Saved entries
PR #1631, opened 2015-10-14
Reformatted all RegisterCodeFix calls

vweijsters:
- Reformatted all `RegisterCodeFix` calls to use the same layout
- renamed all `t` or `token` to the proper `cancellationToken`
- removed `equivalenceKey:` as it was unnecessary
- added missing equivalence key for `SA1302CodeFixProvider`

This is part 3 of the breakup of #1452


sharwell:
I like this change. I need to make another pass over it just to make sure nothing changed aside from formatting, but I don't expect to find any problems based on what I've seen so far.

PR #1649, opened 2015-10-18
Implemented SX1101 (incl. tests, codefix, and docs)

### LINKED ISSUE #1601: New rule proposal: SX1101 DoNotPrefixLocalMembersWithThis
**Category:** Readability
**Title:** Do not prefix local members with this
**Description:** A violation of this rule occurs whenever the code contains a call to an instance member of the local class or a base class which is prefixed with `this.`.
**Rationale:** This rule as an alternative rule for SA1101 (PrefixLocalCallsWithThis). This rule is most likely to be used in conjunction with SX1309 (FieldNamesMustBeginWithUnderscore) (and/or SX1309S (StaticFieldNamesMustBeginWithUnderscore)). A typical usage scenario when using members starting with underscores is to not use the `this.` prefix. I think we should offer our users the possibility to enforce this. This rule will be disabled by default.

vweijsters:
Fixes #1601

### DIFF
--- a/StyleCop.Analyzers/StyleCop.Analyzers/ReadabilityRules/SX1101DoNotPrefixLocalMembersWithThis.cs
+++ b/StyleCop.Analyzers/StyleCop.Analyzers/ReadabilityRules/SX1101DoNotPrefixLocalMembersWithThis.cs
@@ -3,9 +3,13 @@
 
 namespace StyleCop.Analyzers.ReadabilityRules
 {
+    using System;
+    using System.Collections.Generic;
     using System.Collections.Immutable;
+    using System.Linq;
     using Microsoft.CodeAnalysis;
     using Microsoft.CodeAnalysis.CSharp;
+    using Microsoft.CodeAnalysis.CSharp.Syntax;
     using Microsoft.CodeAnalysis.Diagnostics;
 
     [DiagnosticAnalyzer(LanguageNames.CSharp)]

# ACTIVITY
Every entry above should be returned exactly as written.

# TASK OUTPUT
PR #1631, opened 2015-10-14
Reformatted all RegisterCodeFix calls

vweijsters:
- Reformatted all `RegisterCodeFix` calls to use the same layout
- renamed all `t` or `token` to the proper `cancellationToken`
- removed `equivalenceKey:` as it was unnecessary
- added missing equivalence key for `SA1302CodeFixProvider`

This is part 3 of the breakup of #1452


sharwell:
I like this change. I need to make another pass over it just to make sure nothing changed aside from formatting, but I don't expect to find any problems based on what I've seen so far.

PR #1649, opened 2015-10-18
Implemented SX1101 (incl. tests, codefix, and docs)

### LINKED ISSUE #1601: New rule proposal: SX1101 DoNotPrefixLocalMembersWithThis
**Category:** Readability
**Title:** Do not prefix local members with this
**Description:** A violation of this rule occurs whenever the code contains a call to an instance member of the local class or a base class which is prefixed with `this.`.
**Rationale:** This rule as an alternative rule for SA1101 (PrefixLocalCallsWithThis). This rule is most likely to be used in conjunction with SX1309 (FieldNamesMustBeginWithUnderscore) (and/or SX1309S (StaticFieldNamesMustBeginWithUnderscore)). A typical usage scenario when using members starting with underscores is to not use the `this.` prefix. I think we should offer our users the possibility to enforce this. This rule will be disabled by default.

vweijsters:
Fixes #1601

### DIFF
--- a/StyleCop.Analyzers/StyleCop.Analyzers/ReadabilityRules/SX1101DoNotPrefixLocalMembersWithThis.cs
+++ b/StyleCop.Analyzers/StyleCop.Analyzers/ReadabilityRules/SX1101DoNotPrefixLocalMembersWithThis.cs
@@ -3,9 +3,13 @@
 
 namespace StyleCop.Analyzers.ReadabilityRules
 {
+    using System;
+    using System.Collections.Generic;
     using System.Collections.Immutable;
+    using System.Linq;
     using Microsoft.CodeAnalysis;
     using Microsoft.CodeAnalysis.CSharp;
+    using Microsoft.CodeAnalysis.CSharp.Syntax;
     using Microsoft.CodeAnalysis.Diagnostics;
 
     [DiagnosticAnalyzer(LanguageNames.CSharp)]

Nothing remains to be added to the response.